The holy and blessed Apostles, Thomas and Bartholomew of the Twelve, and Addai and Mari of the Seventy, who discipled the East, committed to all the Churches in the East the Holy Leaven, to be kept for the perfecting of the administration of the Sacrament of our Lord’s Body until His coming again. And should any Christians dispute the fact of the above mentioned Apostles having committed to those of the East this sanctified Leaven, on the ground that Peter, the head of the Apostles, and his companions did not commit it to the Western, and should object to us on this wise: “If what you say is true, then one of these two consequences must result: either the Apostles did not agree in their mode of discipling, which is unseemly to think, or this tradition of yours is false”. Against these we reply: The Easterners from the day of their discipleship up to this day have kept their faith as a sacred trust, and have observed, without change,. the Apostolical Canons; and notwithstanding all the persecutions which they have suffered from many kings, and their subjection to the severe yoke of a foreign power, they have never altered their creed nor changed their canons.

Sign of the living Cross

This is also a special sacrament exclusive to this church.
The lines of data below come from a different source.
PR #1798, opened 2023-08-15
task solution

Bonum-taurus:
https://Bonum-taurus.github.io/react_dynamic-list-of-todos

### DIFF
--- a/src/App.tsx
+++ b/src/App.tsx
@@ -1,5 +1,5 @@
 /* eslint-disable max-len */
-import React from 'react';
+import React, { useEffect, useState } from 'react';
 import 'bulma/css/bulma.css';
 import '@fortawesome/fontawesome-free/css/all.css';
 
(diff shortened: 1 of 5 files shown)


src/App.tsx
```diff
@@ -8,7 +8,54 @@ import { TodoFilter } from './components/TodoFilter';
...
+  const [todos, setTodos] = useState<Todo[] | null>(null);
+  const [isOpenedModal, setIsOpenedModal] = useState(false);
+  const [idTodo, setIdTodo] = useState(0);
+  const [titleTodo, setTitleTodo] = useState('');
+  const [user, setUser] = useState<User | null>(null);
+  const [filter, setFilter] = useState('all');
+  const [query, setQuery] = useState('');
+
+  const filtredByQuery = (items: Todo[]) => {
+    return items.filter(item => item.title.includes(query));
```
TarasHoliuk, line 26: it should be case insensitive (check tests, requirements)

src/App.tsx
```diff
@@ -8,7 +8,54 @@ import { TodoFilter } from './components/TodoFilter';
...
+  };
+
+  const filteredTodos = (items: Todo[]) => {
+    if (filter === 'active') {
```
TarasHoliuk, line 30: use `switch`

src/App.tsx
```diff
@@ -8,7 +8,54 @@ import { TodoFilter } from './components/TodoFilter';
...
+  };
+
+  useEffect(() => {
+    getTodos().then(response => setTodos(response));
+  }, []);
+
+  const onOpenModal = (
+    value: boolean, todoId: number, userId: number, title: string,
+  ) => {
+    setIsOpenedModal(value);
```
TarasHoliuk, line 52: you will always set it `true` here - no need to pass it as value

src/App.tsx
```diff
@@ -8,7 +8,54 @@ import { TodoFilter } from './components/TodoFilter';
...
+    setIdTodo(todoId);
+    setTitleTodo(title);
+
+    getUser(userId).then(person => setUser(person));
```
TarasHoliuk, line 56: you use it only inside `TodoModal` - move this state to this component (load in useEffect)

src/App.tsx
```diff
@@ -8,7 +8,54 @@ import { TodoFilter } from './components/TodoFilter';
...
+      const filtredItems = items.filter(item => item.completed);
+
+      return filtredByQuery(filtredItems);
+    }
+
+    return filtredByQuery(items);
+  };
+
+  useEffect(() => {
+    getTodos().then(response => setTodos(response));
```
TarasHoliuk, line 46:
```suggestion
    getTodos().then(todos => setTodos(todos));
```
OR
```suggestion
    getTodos().then(setTodos);
```

src/App.tsx
```diff
@@ -17,18 +64,42 @@ export const App: React.FC = () => {
             <h1 className="title">Todos:</h1>
 
             <div className="block">
-              <TodoFilter />
+              <TodoFilter
+                query={query}
+                onSetFilter={(filt: string) => setFilter(filt)}
```
TarasHoliuk, line 69:
```suggestion
                onSetFilter={setFilter}
```
in such cases additional wrapper function is redundant
fix all similar cases

TarasHoliuk (changes requested):

src/App.tsx
```diff
@@ -8,7 +8,55 @@ import { TodoFilter } from './components/TodoFilter';
...
+  const [filter, setFilter] = useState<string>(Filter.all);
+  const [query, setQuery] = useState('');
+
+  const filtredByQuery = (items: Todo[]) => {
+    return items.filter(item => item.title.includes(query));
+  };
+
+  const filteredTodos = (items: Todo[]) => {
+    switch (filter) {
+      case 'active': {
```
volodymyr-soltys97, line 34: Need to use enum here instead of `'active'`

src/App.tsx
```diff
@@ -8,7 +8,55 @@ import { TodoFilter } from './components/TodoFilter';
...
+        const filtredItems = items.filter(item => !item.completed);
+
+        return filtredByQuery(filtredItems);
+      }
+
+      case 'completed': {
```
volodymyr-soltys97, line 40: The same as above

volodymyr-soltys97 (changes requested):
Let's improve your code

volodymyr-soltys97 (approved):
Well done 🔥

This is used as a substitute to marriage, which is not counted as a sacrament in this church. A reasonable doubt has been raised by many how the sign of the cross is a sacrament. Mar Abdisho has put it as a sacrament because “cross is that by which Christians are ever kept, and by it all the other sacraments are sealed and perfected”. Mar Abdisho himself has added to the confusion of the state of this sacrament by not explaining about it in Memra 4 where he has written about other sacraments in detail. To make the confusion worse confounded Mar Abdisho has a chapter ‘of Matrimony and of Virginity’ in the same Memra where he deals with sacraments only. Instead in the following Memra, he has a chapter “on the worship of the Lord’s Cross”. “By this sign the Apostles wrought miracles and the laying on the hands for the priesthood, and all the other sacraments of the church are perfected thereby”. Abdisho concludes his treatment of the subject quoting the well known Pauline passage “the preaching of the cross is to them that perish, foolishness; but unto us which are saved it is the power of God”. Mar Abdisho reminds that “the great foundation of Christianity is the confession that through the cross renewal and universal salvation were obtained for all”. It is believed that the sign of the cross will appear in the sky at the second coming of our Lord. Abdisho also states that the cross is to be worshipped. Hence we offer a fervent and eucharistic worship, not to the fashioned matter of the cross: but to Him whom we figure as upon it, and above all to God, who gave His son to be a cross (i.e crucified) for us, through Whom He gives to such as are worthy everlasting life in the kingdom of heaven.It must be be noted in this connection that cross is the only object of veneration in the Church of East. They do not use crucifix and images. But the cross is kissed in the churches and in the homes.